((

PR #1740, opened 2023-11-29
chore: update all references of shard info to RFC terminology

danisharora099:
This PR changes all references of `cluster` and `index`/`indexList` with the RFC terminologies `clusterId` and `shard`/`shards`

## Notes
- reference RFC: https://rfc.vac.dev/spec/66/
- dependent on #1742


weboko (approved):
✅

PR #1742, opened 2023-11-29
chore: fix encoder creation

danisharora099:
## Problem

With #1697, setting pubsub topic based on `shardInfo` was introduced.
a bug was spotted during property check where if the `index` is `0`, it falls back to the `DefaultPubsubTopic`.

## Solution

The PR removes the property check, and just checks the definition on `pubsubTopicShardInfo`

Another solution could be to add a specific `unedefined` check like: `pubsubTopicShardInfo !== undefined` but there are very little benefits of additional property checking on a type-safe system. (ref: https://github.com/waku-org/js-waku/pull/1697#discussion_r1407025600)

### DIFF
--- a/packages/core/src/lib/message/version_0.ts
+++ b/packages/core/src/lib/message/version_0.ts
@@ -128,7 +128,7 @@ export function createEncoder({
   return new Encoder(
     contentTopic,
     ephemeral,
-    pubsubTopicShardInfo?.index
+    pubsubTopicShardInfo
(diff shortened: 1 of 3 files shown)


weboko:
Isn't it is fixed in https://github.com/waku-org/js-waku/pull/1740?

danisharora099:
> Isn't it is fixed in #1740?

#1740 is dependent on this PR. removed the commit fixing it there and this should be merged as a separate PR

weboko (approved):

PR #1751, opened 2023-12-06
feat: reintroduce and deprecate named sharding, make autosharding default for all other cases

### LINKED ISSUE #1749: feat: make autosharding default node behavior

## Problem

The default configuration for a js-waku node uses static sharding with a default pubsub topic. We expect the default behavior to be autosharding, which requires specifying `application` and `version` as otherwise there is no sensible default pubusb topic.

## Proposed Solutions

Update constructors for the node and all protocols to default to autosharding and require providing `application` and `version` parameters.

adklempner:
## Problem

Named sharding was removed completely and the APIs were changed. If we release a new package, this would break any existing projects that use js-waku. Named sharding should be deprecated, but the constructors/API should be maintained such that any existing projects have time to migrate to static or autosharding.

## Solution

 

- Introduce a new SDK function, `createNode`, which only supports static/autosharding.
- For all existing SDK functions, only enforce static or autosharding if `shardInfo` is set in `ProtocolCreateOptions`.
- Deprecate the `pubsubTopics` field in `ProtocolCreateOptions`.
- Add tests to ensure named sharding still works.
- For all protocol and encoder/decoder constructors, use explicit pubsub topic if set (named sharding behavior). Otherwise, set pubsub topics based on shard info.

## Notes

- Resolves #1749 
- Depends on #1723

### DIFF
--- a/packages/core/src/lib/filter/index.ts
+++ b/packages/core/src/lib/filter/index.ts
@@ -281,7 +281,7 @@ class Filter extends BaseProtocol implements IReceiver {
   constructor(libp2p: Libp2p, options?: ProtocolCreateOptions) {
     super(FilterCodecs.SUBSCRIBE, libp2p.components);
 
-    this.pubsubTopics = this.initializePubsubTopic(options?.shardInfo);
+    this.pubsubTopics = this.initializePubsubTopic(options);
 
     libp2p.handle(FilterCodecs.PUSH, this.onRequest.bind(this)).catch((e) => {
       log.error("Failed to register ", FilterCodecs.PUSH, e);
@@ -291,11 +291,12 @@ class Filter extends BaseProtocol implements IReceiver {
   }
 
   async createSubscription(
-    pubsubTopicShardInfo?: SingleShardInfo
+    pubsubTopicShardInfo: SingleShardInfo | PubsubTopic = DefaultPubsubTopic
   ): Promise<Subscription> {
-    const pubsubTopic = pubsubTopicShardInfo
-      ? singleShardInfoToPubsubTopic(pubsubTopicShardInfo)
-      : DefaultPubsubTopic;
+    const pubsubTopic =
+      typeof pubsubTopicShardInfo == "string"
+        ? pubsubTopicShardInfo
+        : singleShardInfoToPubsubTopic(pubsubTopicShardInfo);
 
     ensurePubsubTopicIsConfigured(pubsubTopic, this.pubsubTopics);
 
--- a/packages/core/src/lib/light_push/index.ts
+++ b/packages/core/src/lib/light_push/index.ts
@@ -49,7 +49,7 @@ class LightPush extends BaseProtocol implements ILightPush {
 
   constructor(libp2p: Libp2p, options?: ProtocolCreateOptions) {
     super(LightPushCodec, libp2p.components);
-    this.pubsubTopics = this.initializePubsubTopic(options?.shardInfo);
+    this.pubsubTopics = this.initializePubsubTopic(options);
   }
 
   private async preparePushMessage(
--- a/packages/core/src/lib/store/index.ts
+++ b/packages/core/src/lib/store/index.ts
@@ -79,7 +79,7 @@ class Store extends BaseProtocol implements IStore {
 
   constructor(libp2p: Libp2p, options?: ProtocolCreateOptions) {
     super(StoreCodec, libp2p.components);
-    this.pubsubTopics = this.initializePubsubTopic(options?.shardInfo);
+    this.pubsubTopics = this.initializePubsubTopic(options);
   }
 
   /**
--- a/packages/interfaces/src/filter.ts
+++ b/packages/interfaces/src/filter.ts
@@ -1,7 +1,7 @@
 import type { PeerId } from "@libp2p/interface/peer-id";
 
 import type { IDecodedMessage, IDecoder, SingleShardInfo } from "./message.js";
-import type { ContentTopic } from "./misc.js";
+import type { ContentTopic, PubsubTopic } from "./misc.js";
 import type { Callback, IBaseProtocol } from "./protocols.js";
 import type { IReceiver } from "./receiver.js";
 
@@ -25,7 +25,7 @@ export interface IFilterSubscription {
 export type IFilter = IReceiver &
   IBaseProtocol & {
     createSubscription(
-      pubsubTopicShardInfo?: SingleShardInfo,
+      pubsubTopicShardInfo?: SingleShardInfo | PubsubTopic,
       peerId?: PeerId
     ): Promise<IFilterSubscription>;
   };
--- a/packages/interfaces/src/message.ts
+++ b/packages/interfaces/src/message.ts
@@ -46,6 +46,10 @@ export interface IMetaSetter {
 }
 
 export interface EncoderOptions {
+  /**
+   * @deprecated
+   */
+  pubsubTopic?: PubsubTopic;
   pubsubTopicShardInfo?: SingleShardInfo;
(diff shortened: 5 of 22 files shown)


packages/interfaces/src/filter.ts
```diff
@@ -25,7 +25,7 @@ export interface IFilterSubscription {
 export type IFilter = IReceiver &
   IBaseProtocol & {
     createSubscription(
-      pubsubTopicShardInfo?: SingleShardInfo,
+      pubsubTopicShardInfo?: SingleShardInfo | string,
```
danisharora099, line 28: let's maintain using `PubsubTopic` as the type instead of `string`

packages/interfaces/src/message.ts
```diff
@@ -46,6 +46,10 @@ export interface IMetaSetter {
 }
 
 export interface EncoderOptions {
+  /**
+   * @deprecated
+   */
+  pubsubTopic?: PubsubTopic;
   pubsubTopicShardInfo?: SingleShardInfo;
```
danisharora099, line 53: not a fan of this redundancy :(

packages/message-encryption/src/symmetric.ts
```diff
@@ -79,6 +80,8 @@ class Encoder implements IEncoder {
 }
 
 export interface EncoderOptions extends BaseEncoderOptions {
+  /** Indicates if autosharding is enabled */
+  autosharding?: boolean;
```
danisharora099, line 84: not sure i understand the relevance of having this flag on `EncoderOptions`

packages/interfaces/src/message.ts
adklempner: @danisharora099  This is temporary and a deprecated option. I kept it to allow autosharding support without introducing breaking changes for any existing users.

Another option would be to just keep `pubsubTopic` and make its type `pubsubTopic?: PubsubTopic | SingleShardInfo`, but I'm not sure how to communicate that we're deprecating part of a type. I'm open to other suggestions.

packages/interfaces/src/filter.ts
adklempner: fixed in latest commit

packages/message-encryption/src/symmetric.ts
adklempner: these shouldn't be here; removed from here and `ecies.ts` in latest commit

packages/sdk/src/create.ts
```diff
@@ -39,6 +39,60 @@ const DEFAULT_NODE_REQUIREMENTS = {
...
+    throw new Error(
+      "Missing required configuration options for static sharding or autosharding."
+    );
+  }
+};
+
+/**
+ * Create a Waku node configured to use autosharding or static sharding.
+ */
+export async function createNode(
```
weboko, line 56: To me it seems that we should avoid introduction of a new create function and change the `createLightNode`.

packages/core/src/lib/light_push/index.ts
```diff
@@ -49,7 +49,8 @@ class LightPush extends BaseProtocol implements ILightPush {
 
   constructor(libp2p: Libp2p, options?: ProtocolCreateOptions) {
     super(LightPushCodec, libp2p.components);
-    this.pubsubTopics = this.initializePubsubTopic(options?.shardInfo);
+    this.pubsubTopics =
```
weboko, line 52: nit: seems repetitive, let's include into `this.initializePubsubTopic`

packages/core/src/lib/filter/index.ts
```diff
@@ -291,11 +292,14 @@ class Filter extends BaseProtocol implements IReceiver {
   }
 
   async createSubscription(
-    pubsubTopicShardInfo?: SingleShardInfo
+    pubsubTopicShardInfo?: SingleShardInfo | string
   ): Promise<Subscription> {
-    const pubsubTopic = pubsubTopicShardInfo
-      ? singleShardInfoToPubsubTopic(pubsubTopicShardInfo)
-      : DefaultPubsubTopic;
+    const pubsubTopic =
```
weboko, line 297: wondering is `this.initializePubsubTopic` can be used here or adjusted to be used

packages/interfaces/src/message.ts
weboko: I think deprecation period is a good way to go so that we will fully remove the flag in the upcoming update. 
In which case I think we should bump minor version and release `0.1.*`.

packages/sdk/src/create.ts
adklempner: Eventually we will change `createLightNode`, but for now we don't want to introduce breaking changes as it was an existing function. If `createLightNode` is used with `options.shardInfo` set, then it behaves almost identical to this new function, with the only difference being that `shardInfo` is optional. If that's satisfactory, then I'm happy to just remove this new function.

packages/core/src/lib/light_push/index.ts
adklempner: I did it this way because we will be removing `options.pubsubTopics` in the future. This way, we just need to remove the `??` expression in this spot while keeping the function signature and behavior of `initializePubsubTopics` the same

packages/core/src/lib/filter/index.ts
adklempner: `this.initializePubsubTopic` is used to set the pubsub topics for the `Filter` object, while this `const pubsubTopic` is used to get/set the pubsub topic for the `Subscription` object.

adklempner: updated ternary expression to be less verbose in latest commit

packages/interfaces/src/protocols.ts
```diff
@@ -26,9 +27,20 @@ export type ContentTopicInfo = {
...
+};
+
+export type ShardingParams = ShardInfo | ContentTopicInfo | ApplicationInfo;
 
 export type ProtocolCreateOptions = {
+  /**
+   * @deprecated
+   * Waku will stop supporting named sharding. Only static sharding and autosharding will be supported moving forward.
+   */
+  pubsubTopics?: PubsubTopic[];
```
weboko, line 43: @adklempner can you, please, create a task with description of what should be removed to completely deprecate parameters/functionality? So that we address it in a skip release or something

packages/sdk/src/create.ts
weboko: I think that is enough - but we should make sure to depict it in an example and document it.

packages/core/src/lib/store/index.ts
```diff
@@ -79,7 +79,8 @@ class Store extends BaseProtocol implements IStore {
 
   constructor(libp2p: Libp2p, options?: ProtocolCreateOptions) {
     super(StoreCodec, libp2p.components);
-    this.pubsubTopics = this.initializePubsubTopic(options?.shardInfo);
+    this.pubsubTopics =
```
weboko, line 82: It is duplicated - let's make `this.initializePubsubTopic(options.pubsubTopics, options.shardInfo)` or something.

weboko (approved):

packages/interfaces/src/protocols.ts
adklempner: I opened https://github.com/waku-org/js-waku/issues/1775

packages/core/src/lib/store/index.ts
adklempner: ok, I think I figured out a good approach: have `initializePubsubTopic` accept `ProtocolCreateOptions` and have the deprecated logic in there. When it comes time to remove named sharding, we'll just need to update the function instead of each instance where it's called. Updated in latest commit

danisharora099 (approved):

PR #1754, opened 2023-12-08
Revert "feat!: export crypto primitives (#1728)"

fryorcraken:
This reverts commit 7eb3375f

The [original  PR](https://github.com/waku-org/js-waku/pull/1728) states:

> In some cases users don't want to encrypt whole payload but only some part of it to have additional features.

I would argue the opposite. If a user has a key to decrypt or encrypt, then Waku Message v1 should be used to encrypt the whole message.

By only encrypt part of the messages, we open the door for developers to encrypt metadata and leak them. Which against why we are building Waku in the first place.

Also, within days of exposing these primitives, I got a developer confused on whether they should use them.


adklempner:
Does this change affect the notes example PR? https://github.com/waku-org/js-waku-examples/pull/286

fryorcraken:
> Does this change affect the notes example PR? [waku-org/js-waku-examples#286](https://github.com/waku-org/js-waku-examples/pull/286)

I am stating that we do not need these API for the notes example: https://github.com/waku-org/js-waku-examples/pull/291

I do need to triple check.

weboko:
[This](https://github.com/waku-org/js-waku-examples/pull/291#issuecomment-1874693437) and we should keep exposing those methods to prevent unnecessary packages being added by consumers in case they would try to do encryption, signing.

weboko:
https://github.com/waku-org/js-waku/issues/1955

))

» What the task asks
How many lines in the data above contain the string "async"? Reply with only the number.

» Result of this task
4